Schlagzeilen zum sogenannten Londoner Patient
Heiko Jessen ist einer der profiliertesten forschenden Ärzte im Bereich HIV. Der erste Berliner Patient, der seit 1996 ohne eine Antiretrovirale Therapie lebt und dennoch keine HI-Viruslast hat, stammt aus seiner Praxis Jessen2 + Kollegen in Berlin-Schöneberg (www.praxis-jessen.de). Der richtige Ansprechpartner also, wenn es um angebliche Heilung von HIV und die Einschätzung der Langzeitfolgen einer modernen HIV-Therapie geht. Wir trafen uns zum Gespräch.
Vor kurzem wurde in den Medien darüber berichtet, dass erste Patienten durch eine Stammzellentransplantation von einer HIV-Infektion geheilt wurden. Provokativ gefragt: Ist eine Heilung auf diese Weise erstrebenswerter, als die lebenslange Behandlung mit der modernen Antiretroviralen Therapie?
Nein. Die Stammzellentherapie ist extrem aggressiv. Durch Bestrahlung und Chemotherapie wird das gesamte Immunsystem des Patienten zerstört. Selbst wenn man das überlebt, bleiben meist körperliche Schäden. Es ist unethisch Jemanden mit einer Therapie zu vesehen, bei der zwei von drei Patienten*innen sterben. Das geht nur, wenn eine zusätzlich gefunden Leukämie nicht mehr anders behandelbar ist. Die moderne HAART besteht dagegen im Idealfall aus einer Therapie mit nur noch einer Tablette am Tag und absolut überschaubaren bis gar keinen Nebenwirkungen. Das bringt fast immer eine normale Lebenserwartung und -qualität. Wenn ich mir persönlich heute aussuchen müsste, ob ich lieber eine koronare Herzerkrankung, aggressiven Bluthochdruck oder HIV haben möchte, würde ich mich für HIV entscheiden, weil meine Lebenserwartung meist höher wäre, als bei den anderen chronischen Erkrankungen.

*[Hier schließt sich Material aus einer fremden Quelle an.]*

PR #1268, opened 2016-02-08
DO NOT MERGE (FACT-1344) Acceptance - Replace TrueValue/FalseValue

johnduarte:
This commit replaces occurrences of the constants `TrueValue` and
`FalseValue` with `TrueClass` and `FalseClass` respectively.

Was müsste sich aus Ihrer Sicht ändern, damit Menschen mit HIV unbeschwert älter werden können?
Ganz wichtig ist es, das HIV-Stigma zu durchbrechen. Über die eben genannten Krankheiten kann ich mich mit meinem Nachbarn unterhalten, mit HIV geht das nach wie vor nicht. Die Schwelle sich testen zu lassen, muss weiter gesenkt werden, um sogenannte Late Presenter früher zu erreichen. Der gerade eingeführte Selbsttest aus der Apotheke ist ein gutes Beispiel. Insgesamt muss auch von Seiten der BzgA und der Aidshilfen noch viel mehr in Richtung Aufklärung der Hausärzt*innen getan werden. Deutschland hinkt da hinterher.